Step 6: Exit cleanly
No persistence.
No backdoor.
No dropped files.
That’s why many victims never knew they were compromised.
Why this was hard to detect
Traditional security tooling struggles with attacks like this because:
- Code runs during installation
- Static scanners often don’t inspect
setup.py - There’s no persistence to detect later
- Network traffic looks normal
- Package names look legitimate
This is supply-chain abuse, not classic malware.
Prevention: how to avoid installing malicious packages
Prevention matters more than cleanup.
1 Control where packages come from
- Use private mirrors or internal registries
- Block direct internet installs in CI
- Allow-list approved packages
This alone stops most dependency-confusion attacks.
2 Pin dependency versions
Never allow floating versions in CI or production.
Bad:
torch>=2.0
Good:
torch==2.1.0
Attackers rely on version bumps to get installed.

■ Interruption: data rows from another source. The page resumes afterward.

PR #4774, opened 2024-01-10
docs: fix example given for GraphQL::Schema::Enum

0x1eef:
The example inherited from `GraphQL::Enum` - a constant that doesn't exist. 
Update the example to inherit from `GraphQL::Schema::Enum` instead.


rmosolgo:
Thanks for the fix -- sorry about that!

PR #4775, opened 2024-01-10
Add Sentry tracing

### LINKED ISSUE #3655: Add support for sentry tracing

I'd like to be able to use graphql-ruby together with sentry's tracing.

It would be nice if i could see separate traces for all graphql queries in sentry's tracing.

I've tried appsignal since they also have a plan for non-profits, but there there's also no per query tracing yet.

**Additional context**

https://docs.sentry.io/product/sentry-basics/tracing/distributed-tracing/

patch0:
Closes #3655

Adds support for sending traces to [Sentry](https://sentry.io).  The data names follow the [OpenTelemetry Semantic Conventions](https://opentelemetry.io/docs/specs/semconv/database/graphql/), which is [how Sentry say](https://develop.sentry.dev/sdk/performance/span-data-conventions/) data should be sent.

## Points for consideration

I've aliased `execute_multiplex` / `analyze_multiplex` to `graphql.execute_multiplex` / `graphql.analyze_multiplex` operations, rather than `graphql.execute` / `graphql.analyze` which is what [other](https://github.com/rmosolgo/graphql-ruby/blob/master/lib/graphql/tracing/prometheus_trace.rb#L22) [tracers](https://github.com/rmosolgo/graphql-ruby/blob/master/lib/graphql/tracing/data_dog_trace.rb#L31) do.  This is because the initial entry point for queries seems to be `execute_multiplex`, followed by an `execute_query` call later.  If there is just one operation in the `execute_multiplex` span, we'd end up with two spans with identical names in the same transaction, which could be confusing.  The description could be postponed until the `execute_query` is called, but I felt it was useful to have an overall description set at the top of the span.

When an operation name is not set, I've not used `anonymous` as the identifier which is what the [base class does](https://github.com/rmosolgo/graphql-ruby/blob/master/lib/graphql/tracing/platform_trace.rb#L108), but followed the OpenTelemetry spec which states that the name should be omitted.

If the operation name and type are both missing, this defaults to `GraphQL Operation`, which is what has been suggested by the [OpenTelemetry convention](https://opentelemetry.io/docs/specs/semconv/database/graphql/).

No attempt is made to sanitize the GraphQL document for any sensitive data.

I've not snake-cased the data names, although Sentry [suggests this is preferred](https://develop.sentry.dev/sdk/performance/span-data-conventions/).

## Questions ❓ 

In testing I've found that the tests for `GraphQL::Tracing::SentryTracing` (the legacy tracing) use `GraphQL::Tracing::SentryTrace` unless I remove `require 'graphql/tracing/sentry_trace'` form `graphql/tracing.rb`.  Is there a better way to ensure that the `SentryTracing` spec actually tests `SentryTracing`?


rmosolgo:
Hi, thanks for working this up! I'll take a look soon.

patch0:
> Hi, thanks for working this up! I'll take a look soon.

Thanks @rmosolgo :) @sl0thentr0py, one of the engineers from Sentry is also interested in it too.

rmosolgo:
Thanks again for your work on this! I took a look and: 

- Removed the legacy-style `SentryTracing` class. Since we don't have to support backwards-compatibility, let's just add the new one. 
- Updated the tracing docs to use the new-style `*Trace` modules 

Sorry about the trouble with testing. In fact, `LegacyTracing` classes are made to use the new-style modules instead, unless a specific opt-in option is given: 

https://github.com/rmosolgo/graphql-ruby/blob/0f3288796c8873686e53d646364242582be6374e/lib/graphql/tracing/platform_tracing.rb#L75-L91

(I added that option after implementing the under-the-hood migration, just in case people ran into trouble. But I never documented it, and I never heard any reports of issues with the new modules. It's time to deprecate (and eventually remove) those old ones!)

sl0thentr0py:
late to the party but the sentry data / span looks good to me from our side! thank you for adding this :)

sl0thentr0py:
alright so we like to make things as zero-configurable as possible, so what I'm going to do on our side now is

* detect this gem
* add an (opt-out) patch to automatically enable this tracing on each graphql schema class

let me know if you see a problem with that! I think this is generally useful for all our users.

sl0thentr0py:
yep something like that, thanks for the samples!

We will just have a top-level switch to turn off the whole patch and then people can of course add it manually to the ones they prefer. We just prefer to make it easier for the 99% use case to work with minimal configuration.

PR #4776, opened 2024-01-10
Remove `span_type` method call on SpanOperation

### LINKED ISSUE #4762: Question related to upgrade
👋 Hi, I am currently working on [`dd-trace-rb`](https://github.com/DataDog/dd-trace-rb) at Datadog. I have a question related to upgrading. 

Currently, I am working on `dd-trace-rb` 2.0 upgrade, which contains breaking changes of our public API. 

[This PR](https://github.com/DataDog/dd-trace-rb/pull/3330) removes the deprecated method that is used at [here](https://github.com/rmosolgo/graphql-ruby/blob/master/lib/graphql/tracing/data_dog_tracing.rb#L19) in `graphql-ruby`. If I change to `span.type = 'custom'`  in `graphql-ruby`, it is still possible that it breaks application since there is no version/dependency management between `dd-trace-rb` and `graphql-ruby`.

I was wondering how would you recommend handling this situation?

TonyCTHsu:
Closes #4762 

**Why**

Datadog tracer is removing a deprecated method `span_type` for `dd-trace-rb` 2+ . [This is the PR](https://github.com/DataDog/dd-trace-rb/pull/3330).

**What**

* Change the tracing implementation in `graphql-ruby` from `span_type` to `type`.
* Remove constant reference from `dd-trace-rb` 
* Deprecate `service` option and its default
* Deprecate `tracer` option

**Additional Notes**

The test is setup with https://github.com/DataDog/dd-trace-rb/pull/3376

🚨 This change is backward compatible (All graphql-ruby versions works with `dd-trace-rb` 1+ ).  However, `graphql-ruby` users need to upgrade with this change to use `dd-trace-rb` 2+.


lib/graphql/tracing/data_dog_trace.rb
```diff
@@ -158,8 +155,7 @@ def resolve_type_lazy(object:, type:, query:)
 
       def resolve_type_span(span_key, object, type, query)
         platform_key = @platform_key_cache[DataDogTrace].platform_resolve_type_key_cache[type]
-        @tracer.trace(platform_key, service: @service_name) do |span|
-          span.span_type = 'custom'
+        @tracer.trace(platform_key, service: @service_name, type: 'custom') do |span|
```
rmosolgo, line 158: Just to make sure I understand: 

What will dd-trace-rb do with this `type: 'custom'` argument? Will it ignore it, or 💥 ? 

If this code only works with dd-trace-rb 2+, what do you think about adding a version check of some kind in `def initialize` above? If that's possible, it might be a nicer development experience than troubleshooting the argument error (if `span: ...` _does_ cause an error, that is).

TonyCTHsu: > What will dd-trace-rb do with this type: 'custom' argument?

The data model of `Span`/`SpanOperation` contains a `type` field, which can filled by multiple ways. 

1. Through `Tracer#trace(...)`, there are both `type`/`span_type` as optional keyword arguments. https://github.com/DataDog/dd-trace-rb/blob/master/lib/datadog/tracing/tracer.rb#L131-L132

Both options yields the same outcome. 

```ruby Data
[2] pry(main)> span = Datadog::Tracing.trace('my_span', span_type: 'custom');
[3] pry(main)> span.type
=> "custom"
```

```ruby
[4] pry(main)> span = Datadog::Tracing.trace('my_span', type: 'custom');
[5] pry(main)> span.type
=> "custom"
```

2. Through attribute setter from the `SpanOperation`, https://github.com/DataDog/dd-trace-rb/blob/master/lib/datadog/tracing/span_operation.rb#L502
Since, `span_type=` is just an alias for `type=`, the following code are the same.

```ruby
[3] pry(main)> Datadog::Tracing.trace('my_span') do |span|
[3] pry(main)*   span.span_type = 'custom'
[3] pry(main)*   puts span.type
[3] pry(main)* end
custom
```

```ruby
[3] pry(main)> Datadog::Tracing.trace('my_span') do |span|
[3] pry(main)*   span.type = 'custom'
[3] pry(main)*   puts span.type
[3] pry(main)* end
custom
```

>If this code only works with dd-trace-rb 2+

This is not entirely correct. Because the changes basically migrate the deprecated usage to a supported usage, it  works on all `dd-trace-rb` versions. 

* `dd-trace-rb` 1.x supports both `span_type=` and `type=`
* `dd-trace-rb` 2.x only supports `type=`

The existing `graphql-ruby` versions without such changes won't work with `dd-trace-rb` 2+.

3 Be suspicious of install commands
If the command didn’t come from official documentation:
- slow down
- verify the package name
- check the publisher
Speed is the enemy of supply-chain security.
4 Treat CI as hostile terrain
CI systems are prime targets.
Defensive steps:
- minimize secrets
- rotate credentials frequently
- restrict outbound network access
- log DNS and HTTPS traffic during builds
Mitigation: limiting damage when prevention fails
Assume something will eventually slip through.
1 Monitor outbound traffic
Most malicious packages need to exfiltrate data.
Unexpected outbound HTTPS during installs is a strong signal.
2 Rotate secrets immediately
If you suspect a malicious install:
- rotate all exposed credentials
- assume environment variables were stolen
- don’t wait for proof
3 Use scanners — but don’t trust them blindly
Dependency scanners help, but:
- many ignore install-time code
- simple malware looks “legitimate”
They are necessary, not sufficient.
How to safely analyze a suspicious Python package
Never analyze suspicious packages on your main machine.
1 Use an isolated environment
- VM or container
- no secrets
- no cloud access
- no SSH keys
- no shared directories
Treat it like malware analysis.
2 Download — don’t install
Do not run pip install.
Instead:
- download the archive
- extract it manually
- inspect files offline
Installing executes attacker code.
How to audit setup.py properly
This is where most supply-chain attacks hide.
1 What normal setup.py looks like
Legitimate scripts usually:
- define metadata
- list dependencies
- maybe compile extensions
They do not:
- access the network
- read environment variables
- execute shell commands
- decode or execute hidden payloads
2 Red flags to look for
Be suspicious if you see:
- HTTP or socket usage
- environment variable scraping
exec()oreval()- base64 or compressed blobs
- dynamically generated code
- custom install hooks doing “extra work”
If the installer is doing more than installing, ask why.
Typical malicious install flow
- Malicious package uploaded to PyPI
- Developer or CI installs dependency
setup.pyexecutes automatically- Secrets are collected
- Data is exfiltrated
- Installation completes normally
Response and ecosystem impact
Once discovered:
- malicious packages were removed
- dependency references were audited
- internal naming practices were hardened
- the Python Software Foundation reviewed registry safeguards
However, stolen credentials can’t be recalled.
Some damage is permanent and invisible.
The most important takeaway
The key lesson is simple but uncomfortable:
Installing a dependency is executing untrusted code.
Once teams internalize that:
- they audit installers
- they isolate builds
- they lock down CI
- they stop trusting names alone
That mindset shift matters more than any single tool.